━━━ GIVEN RECORDS ━━━

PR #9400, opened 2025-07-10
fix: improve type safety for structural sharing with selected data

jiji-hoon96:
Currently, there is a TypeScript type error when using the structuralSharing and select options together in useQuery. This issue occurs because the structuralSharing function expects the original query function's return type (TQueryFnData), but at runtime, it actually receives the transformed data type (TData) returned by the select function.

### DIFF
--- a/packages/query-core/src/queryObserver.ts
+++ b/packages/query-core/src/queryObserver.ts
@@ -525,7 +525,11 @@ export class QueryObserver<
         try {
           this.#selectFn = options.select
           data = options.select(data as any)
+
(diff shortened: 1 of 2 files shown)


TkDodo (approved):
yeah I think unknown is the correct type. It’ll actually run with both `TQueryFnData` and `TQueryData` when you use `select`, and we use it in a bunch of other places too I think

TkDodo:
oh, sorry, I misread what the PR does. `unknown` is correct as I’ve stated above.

━━━

■ ABOUT THIS TASK
Only a number is wanted: how many lines of the data above contain "correct"?

■ ANSWER SPACE
2